PR #2450, opened 2026-07-08
fix(core): emit all relationship JOINs for multi-relationship calculated columns

fmcmac:
## Summary

A wren-core model with calculated columns spanning **two or more distinct relationships** fails to plan with `No field named __relation__1.<col>` — only the first relationship's JOIN is emitted. This surfaces whenever a narrow fact model joins to multiple dimensions and projects an attribute from each (e.g. a DC-inventory fact with `market`/`retailer` via a market-retailer relationship and `item_num` via a product relationship).

## Root cause

Two interacting bugs:

1. `ModelPlanNodeBuilder::merge_graph` (`plan.rs`) blindly added every node from each per-calc-col sub-graph into the directed graph without deduping. With calc cols spanning two relationships, the shared base model ended up as multiple disconnected nodes in the merged graph.
2. `RelationChain::with_chain` (`relation_chain.rs`) walked the merged graph as a linear chain via `find_edge(start, next)`, updating `start = next` each iteration. Combined with the duplicate base-model nodes, the walk hit a duplicate node as `next`, `find_edge` returned `None`, and the join chain was silently truncated after the first relationship.

## Fix

- `merge_graph` dedupes nodes by `Dataset` value (`Dataset` already derives `Eq + Hash`) and skips parallel edges between the same pair.
- The fallback `add_node` for the base model in `build()` is now conditional on the model not already being present.
- `with_chain` tracks `prev` separately from the original `start` and prefers `find_edge(prev, next)`, falling back to `find_edge(start, next)` for star fan-out from the base model. Linear-chain behaviour is preserved (`prev == start` on the first step); star fan-out (A → B and A → C in one model) now works.

## Test

Adds `test_multiple_relationship_calculated_columns`: a base model with two relationships and three calculated columns (two through one relationship, one through the other), asserting `SELECT *` transforms successfully and projects all three. Without the fix the test fails with `FieldNotFound { __relation__1.item_num }`.

The test runs on a dedicated 8 MiB-stack thread — the analyzer's recursion can exceed the 2 MiB default test-thread stack at several chained joins; production tokio worker threads have a larger stack and are unaffected (this is not infinite recursion).

## Context

This is one of a small set of patches ZURU has carried on a wren-core fork; we are upstreaming them as we migrate our pin onto the current `Canner/WrenAI` monorepo. Companion to #2449 (CLS wildcard-prune).

## Summary by CodeRabbit

* **Bug Fixes**
  * Fixed planning for calculated columns when multiple relationships overlap, preventing missing fields and incorrect query truncation.
  * Improved graph merging so existing model nodes and relationships are reused instead of duplicated, reducing redundant joins.
  * Updated relation-chain handling to support both linear and fan-out relationship traversal.

* **Tests**
  * Added regression coverage for models with multiple relationship-based calculated columns.

### DIFF
--- a/core/wren-core/core/src/mdl/mod.rs
+++ b/core/wren-core/core/src/mdl/mod.rs
@@ -2610,6 +2610,171 @@ mod test {
         Ok(())
     }
 
+    /// Regression test for the multi-relationship calculated-column bug.
+    ///
+    /// A model with multiple calculated columns that traverse *different*
+    /// relationships used to fail at planning time because the merged dataset
+    /// graph contained duplicate copies of the base model (one per merged
+    /// sub-graph). `RelationChain::with_chain` located the next link via
+    /// `directed_graph.find_edge(start, next)`; when the second sub-graph
+    /// started with a duplicate base-model node, no edge was found from the
+    /// first relationship's terminal node and the chain was silently
+    /// truncated. The result was an error like
+    ///
+    ///     No field named __relation__1.<col_from_second_relationship>
+    ///
+    /// because only the first relationship's columns ended up in the
+    /// projection. `merge_graph` now dedupes nodes/edges by `Dataset`, the base
+    /// model is added conditionally, and `with_chain` prefers an edge from the
+    /// previously visited node (falling back to the start node) so star
+    /// fan-outs across multiple relationships plan correctly.
+    #[tokio::test(flavor = "multi_thread", worker_threads = 1)]
+    async fn test_multiple_relationship_calculated_columns() -> Result<()> {
+        // Run the transform on a dedicated thread with an enlarged stack:
+        // wren-core's plan analyzer uses deep recursion and can exceed the
+        // default 2 MiB test-thread stack when joining several relationships.
+        // Production tokio worker threads have a larger stack and are
+        // unaffected; this is not infinite recursion.
+        std::thread::Builder::new()
+            .stack_size(8 * 1024 * 1024)
+            .spawn(|| {
+                let rt = tokio::runtime::Builder::new_current_thread()
+                    .enable_all()
+                    .build()
+                    .unwrap();
+                rt.block_on(test_multiple_relationship_calculated_columns_inner())
+            })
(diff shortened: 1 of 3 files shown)


core/wren-core/core/src/mdl/mod.rs
```diff
@@ -2610,6 +2610,171 @@ mod test {
...
+    /// fan-outs across multiple relationships plan correctly.
+    #[tokio::test(flavor = "multi_thread", worker_threads = 1)]
+    async fn test_multiple_relationship_calculated_columns() -> Result<()> {
+        // Run the transform on a dedicated thread with an enlarged stack:
+        // wren-core's plan analyzer uses deep recursion and can exceed the
+        // default 2 MiB test-thread stack when joining several relationships.
+        // Production tokio worker threads have a larger stack and are
+        // unaffected; this is not infinite recursion.
+        std::thread::Builder::new()
+            .stack_size(8 * 1024 * 1024)
```
goldmedal, line 2639: Minor / non-blocking: consider following the repo test convention here instead of the bespoke thread.

Every other test in `mdl/mod.rs` is a plain `#[tokio::test]`, and the suite is already run under `RUST_MIN_STACK=8388608` (see `wren-core/CLAUDE.md` and the CI test step). So the hand-rolled `std::thread::Builder::stack_size(8 MiB)` + current-thread runtime shouldn't be necessary — a plain `#[tokio::test]` should get the enlarged stack from the env var like the rest of the tests, and drops ~20 lines of boilerplate.

Could you switch `test_multiple_relationship_calculated_columns` to a plain `#[tokio::test]` (inlining `_inner`) to stay consistent? If it turns out the enlarged stack genuinely isn't picked up in that context, keeping the explicit thread is fine — just leave the justification comment as-is.

goldmedal (approved):
Thanks @fmcmac, look great 👍.  Because I'm planning to work on the crate publishing work, I'll merge this PR first. I filed the follow-up issue #2435  for the refactoring.
Nice work.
====================
TASK BRIEF: Every line above that carries the string "edges" should be copied.

RESULT:
- `merge_graph` dedupes nodes by `Dataset` value (`Dataset` already derives `Eq + Hash`) and skips parallel edges between the same pair.
+    /// projection. `merge_graph` now dedupes nodes/edges by `Dataset`, the base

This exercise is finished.